Records provided —
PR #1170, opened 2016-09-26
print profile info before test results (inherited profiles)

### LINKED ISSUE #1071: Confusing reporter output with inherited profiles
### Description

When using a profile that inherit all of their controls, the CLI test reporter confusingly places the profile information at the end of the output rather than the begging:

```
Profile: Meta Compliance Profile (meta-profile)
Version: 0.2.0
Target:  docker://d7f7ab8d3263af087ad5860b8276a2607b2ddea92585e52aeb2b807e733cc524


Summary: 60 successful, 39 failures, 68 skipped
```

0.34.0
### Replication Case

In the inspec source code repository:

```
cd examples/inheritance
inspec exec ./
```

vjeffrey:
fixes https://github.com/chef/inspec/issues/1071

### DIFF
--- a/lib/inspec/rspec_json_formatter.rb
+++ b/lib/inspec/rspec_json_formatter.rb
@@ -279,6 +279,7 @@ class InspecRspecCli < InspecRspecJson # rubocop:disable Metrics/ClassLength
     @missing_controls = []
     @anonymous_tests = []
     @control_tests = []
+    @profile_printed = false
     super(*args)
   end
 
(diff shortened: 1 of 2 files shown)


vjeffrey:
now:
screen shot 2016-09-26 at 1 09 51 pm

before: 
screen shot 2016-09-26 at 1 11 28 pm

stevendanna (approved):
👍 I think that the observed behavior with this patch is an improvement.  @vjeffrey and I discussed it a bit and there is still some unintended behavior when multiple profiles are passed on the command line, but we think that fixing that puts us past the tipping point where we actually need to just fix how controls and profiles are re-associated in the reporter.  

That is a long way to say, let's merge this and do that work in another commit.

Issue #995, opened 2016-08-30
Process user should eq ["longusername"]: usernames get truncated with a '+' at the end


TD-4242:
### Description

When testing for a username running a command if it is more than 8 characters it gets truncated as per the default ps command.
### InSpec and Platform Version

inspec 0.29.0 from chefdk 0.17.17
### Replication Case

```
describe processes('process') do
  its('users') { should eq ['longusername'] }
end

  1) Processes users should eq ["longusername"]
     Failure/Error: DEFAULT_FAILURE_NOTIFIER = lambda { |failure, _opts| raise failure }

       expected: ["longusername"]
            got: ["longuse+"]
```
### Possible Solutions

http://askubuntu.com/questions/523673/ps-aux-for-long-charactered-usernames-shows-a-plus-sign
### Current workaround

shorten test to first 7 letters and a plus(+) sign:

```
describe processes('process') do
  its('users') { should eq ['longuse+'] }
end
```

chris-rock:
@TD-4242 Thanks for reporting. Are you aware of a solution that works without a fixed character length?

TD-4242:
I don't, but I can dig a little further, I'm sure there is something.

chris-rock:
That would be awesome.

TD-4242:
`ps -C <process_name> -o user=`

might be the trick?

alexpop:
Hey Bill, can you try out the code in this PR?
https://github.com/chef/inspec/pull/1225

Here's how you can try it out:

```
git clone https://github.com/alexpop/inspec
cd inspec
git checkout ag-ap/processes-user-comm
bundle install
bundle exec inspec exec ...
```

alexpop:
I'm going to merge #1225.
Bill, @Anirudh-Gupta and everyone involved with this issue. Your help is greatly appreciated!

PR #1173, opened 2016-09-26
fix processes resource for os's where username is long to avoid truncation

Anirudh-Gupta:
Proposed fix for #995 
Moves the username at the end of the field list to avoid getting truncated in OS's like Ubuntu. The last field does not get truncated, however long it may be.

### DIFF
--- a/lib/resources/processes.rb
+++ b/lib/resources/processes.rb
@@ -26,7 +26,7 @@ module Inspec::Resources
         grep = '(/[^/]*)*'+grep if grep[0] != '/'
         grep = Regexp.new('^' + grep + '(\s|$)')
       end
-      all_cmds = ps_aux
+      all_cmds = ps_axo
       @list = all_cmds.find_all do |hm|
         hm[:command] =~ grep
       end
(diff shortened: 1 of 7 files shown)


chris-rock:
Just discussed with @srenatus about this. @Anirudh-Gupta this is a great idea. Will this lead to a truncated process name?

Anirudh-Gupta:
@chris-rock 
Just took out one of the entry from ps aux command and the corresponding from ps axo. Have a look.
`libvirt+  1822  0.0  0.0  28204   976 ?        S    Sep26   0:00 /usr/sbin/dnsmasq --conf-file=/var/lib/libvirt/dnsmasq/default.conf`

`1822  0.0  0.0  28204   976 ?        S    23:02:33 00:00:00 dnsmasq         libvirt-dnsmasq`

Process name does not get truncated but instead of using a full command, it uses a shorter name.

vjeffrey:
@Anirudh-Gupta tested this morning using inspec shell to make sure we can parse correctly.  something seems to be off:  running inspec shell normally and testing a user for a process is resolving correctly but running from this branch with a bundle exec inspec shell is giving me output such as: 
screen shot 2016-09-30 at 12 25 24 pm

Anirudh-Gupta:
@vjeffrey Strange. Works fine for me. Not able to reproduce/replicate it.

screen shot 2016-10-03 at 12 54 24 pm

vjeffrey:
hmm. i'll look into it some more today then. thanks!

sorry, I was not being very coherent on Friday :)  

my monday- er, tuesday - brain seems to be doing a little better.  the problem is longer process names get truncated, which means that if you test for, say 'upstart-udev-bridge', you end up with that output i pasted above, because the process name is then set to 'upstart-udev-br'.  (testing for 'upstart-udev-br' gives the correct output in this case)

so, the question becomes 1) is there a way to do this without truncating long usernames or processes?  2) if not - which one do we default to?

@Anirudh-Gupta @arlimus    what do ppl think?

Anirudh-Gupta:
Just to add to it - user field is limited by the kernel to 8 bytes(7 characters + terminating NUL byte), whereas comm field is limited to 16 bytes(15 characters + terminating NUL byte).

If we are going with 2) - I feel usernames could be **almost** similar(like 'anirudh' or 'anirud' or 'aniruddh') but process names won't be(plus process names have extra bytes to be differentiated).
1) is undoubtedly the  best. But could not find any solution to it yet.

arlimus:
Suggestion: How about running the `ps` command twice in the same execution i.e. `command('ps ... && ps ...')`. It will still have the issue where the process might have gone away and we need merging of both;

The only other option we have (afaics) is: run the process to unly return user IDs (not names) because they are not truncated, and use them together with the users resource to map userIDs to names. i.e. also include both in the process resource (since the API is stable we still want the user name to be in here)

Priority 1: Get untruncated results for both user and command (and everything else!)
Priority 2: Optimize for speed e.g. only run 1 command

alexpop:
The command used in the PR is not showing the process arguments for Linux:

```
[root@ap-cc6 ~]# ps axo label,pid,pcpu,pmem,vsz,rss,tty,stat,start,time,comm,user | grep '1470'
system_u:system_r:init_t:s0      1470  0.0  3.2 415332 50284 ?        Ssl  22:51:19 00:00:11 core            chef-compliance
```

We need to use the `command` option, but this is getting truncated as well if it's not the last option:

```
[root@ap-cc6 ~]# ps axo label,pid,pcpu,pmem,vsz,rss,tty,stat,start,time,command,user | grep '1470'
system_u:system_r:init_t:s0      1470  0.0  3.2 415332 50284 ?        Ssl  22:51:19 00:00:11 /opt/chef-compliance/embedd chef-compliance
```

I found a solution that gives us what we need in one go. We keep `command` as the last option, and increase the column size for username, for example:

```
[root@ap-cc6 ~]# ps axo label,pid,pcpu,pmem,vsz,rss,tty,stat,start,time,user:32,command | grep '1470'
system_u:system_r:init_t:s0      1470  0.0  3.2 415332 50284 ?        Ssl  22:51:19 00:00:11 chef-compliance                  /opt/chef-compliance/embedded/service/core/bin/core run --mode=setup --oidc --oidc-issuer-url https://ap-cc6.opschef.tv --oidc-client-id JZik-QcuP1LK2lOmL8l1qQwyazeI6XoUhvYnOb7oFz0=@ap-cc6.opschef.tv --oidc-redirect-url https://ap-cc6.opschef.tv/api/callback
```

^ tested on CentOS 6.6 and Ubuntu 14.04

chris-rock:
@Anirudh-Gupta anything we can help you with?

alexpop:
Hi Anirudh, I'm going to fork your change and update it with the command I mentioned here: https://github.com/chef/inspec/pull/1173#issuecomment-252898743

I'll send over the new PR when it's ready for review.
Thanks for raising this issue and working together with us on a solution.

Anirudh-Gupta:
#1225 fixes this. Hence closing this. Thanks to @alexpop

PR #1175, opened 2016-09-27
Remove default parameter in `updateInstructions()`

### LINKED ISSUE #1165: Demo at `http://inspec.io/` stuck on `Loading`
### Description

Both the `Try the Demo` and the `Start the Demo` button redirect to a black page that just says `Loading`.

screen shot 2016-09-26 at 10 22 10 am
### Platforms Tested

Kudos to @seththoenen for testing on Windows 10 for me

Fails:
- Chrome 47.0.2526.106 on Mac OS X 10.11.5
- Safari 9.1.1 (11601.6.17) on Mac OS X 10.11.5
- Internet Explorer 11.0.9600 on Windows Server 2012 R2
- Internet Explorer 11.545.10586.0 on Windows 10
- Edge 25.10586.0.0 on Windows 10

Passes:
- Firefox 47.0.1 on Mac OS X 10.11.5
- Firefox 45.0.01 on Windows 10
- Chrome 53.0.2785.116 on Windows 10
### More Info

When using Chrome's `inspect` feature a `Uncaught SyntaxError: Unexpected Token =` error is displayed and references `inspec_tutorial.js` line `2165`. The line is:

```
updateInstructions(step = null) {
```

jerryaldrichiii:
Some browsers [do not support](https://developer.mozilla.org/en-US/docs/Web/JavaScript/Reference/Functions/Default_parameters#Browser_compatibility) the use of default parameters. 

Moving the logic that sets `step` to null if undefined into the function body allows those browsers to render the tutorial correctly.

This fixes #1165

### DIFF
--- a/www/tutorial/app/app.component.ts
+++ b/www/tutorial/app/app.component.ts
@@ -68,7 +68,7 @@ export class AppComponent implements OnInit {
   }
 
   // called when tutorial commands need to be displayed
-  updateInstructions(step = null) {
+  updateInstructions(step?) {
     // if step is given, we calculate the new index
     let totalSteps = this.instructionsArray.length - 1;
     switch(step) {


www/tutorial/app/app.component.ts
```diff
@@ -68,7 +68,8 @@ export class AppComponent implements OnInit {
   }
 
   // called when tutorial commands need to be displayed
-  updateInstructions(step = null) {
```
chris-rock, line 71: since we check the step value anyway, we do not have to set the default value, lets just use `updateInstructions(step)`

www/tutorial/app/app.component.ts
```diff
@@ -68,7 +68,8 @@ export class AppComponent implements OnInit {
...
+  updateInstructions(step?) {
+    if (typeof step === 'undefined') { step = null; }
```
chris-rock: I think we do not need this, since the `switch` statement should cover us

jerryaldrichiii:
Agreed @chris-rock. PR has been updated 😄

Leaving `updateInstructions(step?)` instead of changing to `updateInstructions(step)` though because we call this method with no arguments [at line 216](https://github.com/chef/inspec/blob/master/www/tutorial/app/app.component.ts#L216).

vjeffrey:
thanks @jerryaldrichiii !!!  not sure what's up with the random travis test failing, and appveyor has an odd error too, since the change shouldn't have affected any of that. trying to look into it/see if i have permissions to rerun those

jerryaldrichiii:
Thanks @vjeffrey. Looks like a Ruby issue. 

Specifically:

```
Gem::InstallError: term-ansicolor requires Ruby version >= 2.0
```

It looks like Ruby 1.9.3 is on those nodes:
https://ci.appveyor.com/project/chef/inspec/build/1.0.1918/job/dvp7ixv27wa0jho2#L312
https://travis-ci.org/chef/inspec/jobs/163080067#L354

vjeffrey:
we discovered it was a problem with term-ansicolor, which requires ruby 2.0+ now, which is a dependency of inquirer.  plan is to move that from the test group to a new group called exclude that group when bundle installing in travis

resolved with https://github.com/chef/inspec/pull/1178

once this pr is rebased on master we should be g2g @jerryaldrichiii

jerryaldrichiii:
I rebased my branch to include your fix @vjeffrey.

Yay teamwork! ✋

Task description — The lines to retype, exactly and only, run from the first line of the material through the line with "### Possible Solutions".

Output —
PR #1170, opened 2016-09-26
print profile info before test results (inherited profiles)

### LINKED ISSUE #1071: Confusing reporter output with inherited profiles
### Description

When using a profile that inherit all of their controls, the CLI test reporter confusingly places the profile information at the end of the output rather than the begging:

```
Profile: Meta Compliance Profile (meta-profile)
Version: 0.2.0
Target:  docker://d7f7ab8d3263af087ad5860b8276a2607b2ddea92585e52aeb2b807e733cc524


Summary: 60 successful, 39 failures, 68 skipped
```

0.34.0
### Replication Case

In the inspec source code repository:

```
cd examples/inheritance
inspec exec ./
```

vjeffrey:
fixes https://github.com/chef/inspec/issues/1071

### DIFF
--- a/lib/inspec/rspec_json_formatter.rb
+++ b/lib/inspec/rspec_json_formatter.rb
@@ -279,6 +279,7 @@ class InspecRspecCli < InspecRspecJson # rubocop:disable Metrics/ClassLength
     @missing_controls = []
     @anonymous_tests = []
     @control_tests = []
+    @profile_printed = false
     super(*args)
   end
 
(diff shortened: 1 of 2 files shown)


vjeffrey:
now:
screen shot 2016-09-26 at 1 09 51 pm

before: 
screen shot 2016-09-26 at 1 11 28 pm

stevendanna (approved):
👍 I think that the observed behavior with this patch is an improvement.  @vjeffrey and I discussed it a bit and there is still some unintended behavior when multiple profiles are passed on the command line, but we think that fixing that puts us past the tipping point where we actually need to just fix how controls and profiles are re-associated in the reporter.  

That is a long way to say, let's merge this and do that work in another commit.

Issue #995, opened 2016-08-30
Process user should eq ["longusername"]: usernames get truncated with a '+' at the end


TD-4242:
### Description

When testing for a username running a command if it is more than 8 characters it gets truncated as per the default ps command.
### InSpec and Platform Version

inspec 0.29.0 from chefdk 0.17.17
### Replication Case

```
describe processes('process') do
  its('users') { should eq ['longusername'] }
end

  1) Processes users should eq ["longusername"]
     Failure/Error: DEFAULT_FAILURE_NOTIFIER = lambda { |failure, _opts| raise failure }

       expected: ["longusername"]
            got: ["longuse+"]
```
### Possible Solutions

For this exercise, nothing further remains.